Prices shoot up for Midwest crop land

A farmer in his combine makes a pass through a field in the river bottoms Monday just north of the Kansas River. Crop land prices in the Midwest have risen by more than 25 percent during the last 12 months, a new report by the Federal Reserve Bank of Kansas City has found.

Midwest farmers are certainly growing corn, wheat and soybeans, but now there are questions about whether they’re nurturing a real estate bubble as well.

A new report by the Federal Reserve Bank of Kansas City found that crop land prices in the Midwest have risen by more than 25 percent during the last 12 months. It was the highest rate of increase ever monitored by the Kansas City Fed.

“There are people out there looking for alternative investments to the stock market right now,” said Kelvin Heck, a broker with Lawrence’s Colliers International. “Land is still something they aren’t making any more of, and I think some people are buying it just like gold as a hedge against bad times.”

The Federal Reserve report estimated that in Kansas, non-irrigated crop land increased by 20 percent for the year, irrigated crop land by about 15 percent and pasture land by about 12 percent.

In the Douglas County area, the market is more mixed. Heck said the market for fertile bottom ground in the Kansas River has been active, and prices likely have been increasing near the rates suggested by the Federal Reserve.

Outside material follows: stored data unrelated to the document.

PR #1177, opened 2021-03-07
fixed broken rusted shield and rusted sword

jlgrimes:
In all other instances where "hp" is used, the number is wrapped in parentheses. However they are not here, which is causing the effects of these tools to be broken.

### DIFF
--- a/src/tcgwars/logic/impl/gen8/ShinyStarV.groovy
+++ b/src/tcgwars/logic/impl/gen8/ShinyStarV.groovy
@@ -288,7 +288,7 @@ public enum ShinyStarV implements LogicCardInfo {
                 def conditions = it.from == self && it.to == opp.active
                 if (!conditions) return
                 bc "$thisCard +30"
-                it.dmg += hp 30
+                it.dmg += hp(30)
               }
             }
           }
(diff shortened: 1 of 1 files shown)


flagrama (approved):
Please remember to test this on the dev server once it is back up. https://dev.tcgone.net

flagrama:
> In all other instances where "hp" is used, the number is wrapped in parentheses. However they are not here, which is causing the effects of these tools to be broken.

Groovy actually has some unique rules for parenthesis that tends to make the code a little easier to read. This change didn't actually do anything because those rules mean that both the old code and the new code are equivalent. You can skip putting the parenthesis around the parameters of 1 method, however if you use methods as parameters, those require parenthesis still to avoid confusing the Groovy parser.

Thank you for trying to fix the issue though. Seems that it was actually because the DamageManager has no entries `before PROCESS_ATTACK_EFFECTS` and the effect should actually be triggerd `after PROCESS_ATTACK_EFFECTS` https://github.com/axpendix/tcgone-engine-contrib/blob/9f5012d750cac5a11528682a1938ae08978ac58d/src/tcgwars/logic/impl/gen8/ShinyStarV.groovy#L279-L284
https://github.com/axpendix/tcgone-engine-contrib/blob/9f5012d750cac5a11528682a1938ae08978ac58d/src/tcgwars/logic/impl/gen8/ShinyStarV.groovy#L285
https://github.com/axpendix/tcgone-engine-contrib/blob/9f5012d750cac5a11528682a1938ae08978ac58d/src/tcgwars/logic/impl/gen8/ShinyStarV.groovy#L286-L299

PR #1180, opened 2021-03-13
SM70: Owner should choose, not opponent

flagrama:
Fixes https://forum.tcgone.net/t/bug-report-shining-ho-oh-smp-70-ho-ohs-ability-lets/900

Also cleans up the interaction in general to be a bit more user-friendly.

### DIFF
--- a/src/tcgwars/logic/impl/gen7/SunMoonPromos.groovy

But the price for less fertile property outside of the river valleys has seen less of an increase, said Dale Bohn, an appraiser with Frontier Farm Credit. Bohn said those types of properties have been hurt by the slowdown in new housing growth. That’s because many of those type of properties in Douglas County aren’t just bought as farm land but also are used for rural housing.

But Bohn agreed with the Fed’s assessment that land being bought for truly agricultural purposes is increasing rapidly in value.

“We’ve been seeing some record income levels for farming the last few years,” Bohn said.

Strong commodity prices, especially for corn during the ethanol boom, have helped drive up land prices. The Fed noted that Nebraska has seen crop land values increase by about 40 percent for the year.

Heck said he had heard reports of even more rapidly increasing prices in Iowa, saying that some bottomland in Iowa has sold for $16,000 an acre. For comparison, Douglas County bottomland is more likely to sell for about $4,500 an acre, he said.

The rapid increase has some in the agricultural industry watching the situation closely and hoping that a 1980s-style agriculture bubble doesn’t emerge. Lenders said the agriculture industry is far less leveraged than it was in the 1980s, which is leading many to hope that any bursting of a bubble won’t be as devastating as it was 30 years ago.

“But the pendulum always swings too far in these sorts of things,” Bohn said. “I don’t know how far agriculture land values have to rise before it happens — it may be 5 percent higher or 50 percent higher — but it will get to the point that the pendulum swings the other way.”

Tom Dillon, president of Baldwin State Bank, said he thinks area farmers aren’t likely to drive up land prices too much in the coming year. He said area farmers did not have a particularly good year in 2011 because of the dry conditions.

“If they would have just grown an average crop they would have been sitting pretty right now,” Dillon said. “But they didn’t get the rain when they needed it, and based on what has gone on this fall, I don’t think you’ll find many farmers real optimistic about next season either.”